Extracted entries below:

PR #196, opened 2021-01-28
[IO-711] Use Objects.requireNotNull for fail fast method/constructors

boris-unckel:
Fixes https://issues.apache.org/jira/browse/IO-711

### DIFF
--- a/src/main/java/org/apache/commons/io/FileUtils.java
+++ b/src/main/java/org/apache/commons/io/FileUtils.java
@@ -867,6 +867,8 @@ public class FileUtils {
      * @since 2.1
      */
     public static long copyFile(final File input, final OutputStream output) throws IOException {
+        Objects.requireNonNull(input, "input");
+        Objects.requireNonNull(output, "output");
         try (FileInputStream fis = new FileInputStream(input)) {
             return IOUtils.copyLarge(fis, output);
         }
@@ -1038,6 +1040,8 @@ public class FileUtils {
      * @since 2.5
      */
     public static void copyToFile(final InputStream inputStream, final File file) throws IOException {
+        Objects.requireNonNull(inputStream, "inputStream");
+        Objects.requireNonNull(file, "file");
         try (OutputStream out = openOutputStream(file)) {
             IOUtils.copy(inputStream, out);
         }
@@ -1064,6 +1068,8 @@ public class FileUtils {
      * @throws IOException if an IO error occurs during copying
      */
     public static void copyURLToFile(final URL source, final File destination) throws IOException {
+        Objects.requireNonNull(source, "source");
+        Objects.requireNonNull(destination, "destination");
         try (final InputStream stream = source.openStream()) {
             copyInputStreamToFile(stream, destination);
         }
@@ -1090,6 +1096,8 @@ public class FileUtils {
      */
     public static void copyURLToFile(final URL source, final File destination,
         final int connectionTimeoutMillis, final int readTimeoutMillis) throws IOException {
+        Objects.requireNonNull(source, "source");
+        Objects.requireNonNull(destination, "destination");
         final URLConnection connection = source.openConnection();
         connection.setConnectTimeout(connectionTimeoutMillis);
         connection.setReadTimeout(readTimeoutMillis);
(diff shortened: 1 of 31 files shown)


boris-unckel:
@garydgregory Please review and mark the cases you don't want to change for compatibility and/or design reasons. I'll change then all occurrences accordingly.

src/main/java/org/apache/commons/io/FileUtils.java
```diff
@@ -866,6 +868,8 @@ public static void copyFile(final File srcFile, final File destFile, final CopyO
      * @since 2.1
      */
     public static long copyFile(final File input, final OutputStream output) throws IOException {
+        Objects.requireNonNull(input, "input");
+        Objects.requireNonNull(output, "output");
```
garydgregory, line 872: -1: no need to check on `output`, this already done in `copyLarge`.

I'll stop this type of comment since these checks over the top in this PR. IOW, let's not check for NPEs when we do not need to.

src/main/java/org/apache/commons/io/FileUtils.java
```diff
@@ -1200,6 +1210,7 @@ public static void deleteDirectory(final File directory) throws IOException {
      * @throws IOException          in case deletion is unsuccessful
      */
     private static void deleteDirectoryOnExit(final File directory) throws IOException {
+        Objects.requireNonNull(directory,"directory");
```
garydgregory, line 1213: Fix formatting.

src/main/java/org/apache/commons/io/FilenameUtils.java
```diff
@@ -1510,6 +1510,9 @@ public static boolean wildcardMatch(final String fileName, final String wildcard
      * @return true if the given name is a valid host name
      */
     private static boolean isValidHostName(final String name) {
+        if(Objects.isNull(name)) {
```
garydgregory, line 1513: Fix formatting and no need to call an API meant for use in lambdas when `name == null` would do.

src/main/java/org/apache/commons/io/monitor/FileAlterationObserver.java
```diff
@@ -200,12 +201,9 @@ public FileAlterationObserver(final File directory, final FileFilter fileFilter,
...
     protected FileAlterationObserver(final FileEntry rootEntry, final FileFilter fileFilter,
                                      final IOCase caseSensitivity) {
-        if (rootEntry == null) {
-            throw new IllegalArgumentException("Root entry is missing");
-        }
-        if (rootEntry.getFile() == null) {
-            throw new IllegalArgumentException("Root directory is missing");
-        }
+        Objects.requireNonNull(rootEntry, "rootEntry");
+        Objects.requireNonNull(rootEntry.getFile(),"rootDirectory");
```
garydgregory, line 205: Fix formatting.

garydgregory:
> @garydgregory Please review and mark the cases you don't want to change for compatibility and/or design reasons. I'll change then all occurrences accordingly.

Hi @boris-unckel 

Sorry but I don't want to take the time to review each change in each of 31 files. If you do not want to revise the PR to minimize changes and duplication of null checks, that's fine as well. I might get to these kinds of changes later. Thank you for your contributions so far though :-)

src/main/java/org/apache/commons/io/FileUtils.java
boris-unckel: @garydgregory The other cases before I understood the pattern behind "-1". In this case a FileInputStream is created, afterwards copyLarge calls copy calls copyLarge which then does the check.
I'll fix the former cases and wait with removal for cases like this on your comment.

boris-unckel:
@garydgregory 
- Fixed the formatting (is there a official eclipse configuration you can recommend?)
- Removed single parameter checks in case of direct usage, 
- Kept single parameter checks when prior (different) Object creation happens (see case above)
- Kept multiple parameter checks
- Removed double checks in constructors, even if objects are created
- Kept all checks in constructors, where fail will be in post constructor usage of methods

garydgregory:
@boris-unckel 

PR #201, opened 2021-02-07
Fix Typos in JavaDoc, Comments and Tests

FelixRilling:
This PR fixes a number of smaller typos (none affecting compiled results).


FelixRilling:
A question regarding some other typos that are left: What is the stance on messages of exceptions and backwards compatibility? while *technically* fixing a typo in an exception message could break existing code testing the message for a substring but I would argue that that is a rather exotic case.

garydgregory:
> A question regarding some other typos that are left: What is the stance on messages of exceptions and backwards compatibility? while _technically_ fixing a typo in an exception message could break existing code testing the message for a substring but I would argue that that is a rather exotic case.

I say fix the typos.

PR #203, opened 2021-02-09
IO-719: Fixed error of copying directories between different file systems

ashcheglov:
Also fixed relativize error for different types of paths
(absolute/relative)


garydgregory (changes requested):
No tabs please. See broken build.

ashcheglov:
Looks like all checks passed, excluding early access environments

src/main/java/org/apache/commons/io/file/CopyDirectoryVisitor.java
```diff
@@ -153,7 +155,7 @@ public FileVisitResult preVisitDirectory(final Path directory, final BasicFileAt
 
     @Override
     public FileVisitResult visitFile(final Path sourceFile, final BasicFileAttributes attributes) throws IOException {
-        final Path targetFile = targetDirectory.resolve(sourceDirectory.relativize(sourceFile));
+        final Path targetFile = targetDirectory.resolve(sourceDirectory.relativize(sourceFile).toString());
```
garydgregory, line 158: As above...

garydgregory:
@ashcheglov 
The jar file you refer to in the new tests does not exist, you should put in in the same place as the other test fixtures: `/src/test/resources/org/apache/commons/io`.

garydgregory:
@ashcheglov 
Thank  you for your PR, I applied the patch in two separate commits with additional clean ups and minor refactoring. Please see git master and close this PR if your use case is satified.

ashcheglov:
Cool, thanks!

PR #204, opened 2021-02-11
Changed IndexOOB to ArrayIndexOOB

MartensCedric:
This is slightly more precise : https://stackoverflow.com/questions/34266174/difference-between-arrayindexoutofboundsexception-and-indexoutofboundsexception


garydgregory:
-1: Probably a sood idea but not in this form. Most (if not all) of Commons IO uses `IndexOutOfBoundsException` for this type of failure, so if you want to make such a change, it should be done consistently _throughout_ the code, not in just one random location. Currently I see 10 locations that throw  `IndexOutOfBoundsException`.

garydgregory:
Closing: No reply since my February 16 comment.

End of Extracted entries.

> Goal of the exercise
If a line in the material holds "sourceDirectory", copy it.

> Answer below
-        final Path targetFile = targetDirectory.resolve(sourceDirectory.relativize(sourceFile));
+        final Path targetFile = targetDirectory.resolve(sourceDirectory.relativize(sourceFile).toString());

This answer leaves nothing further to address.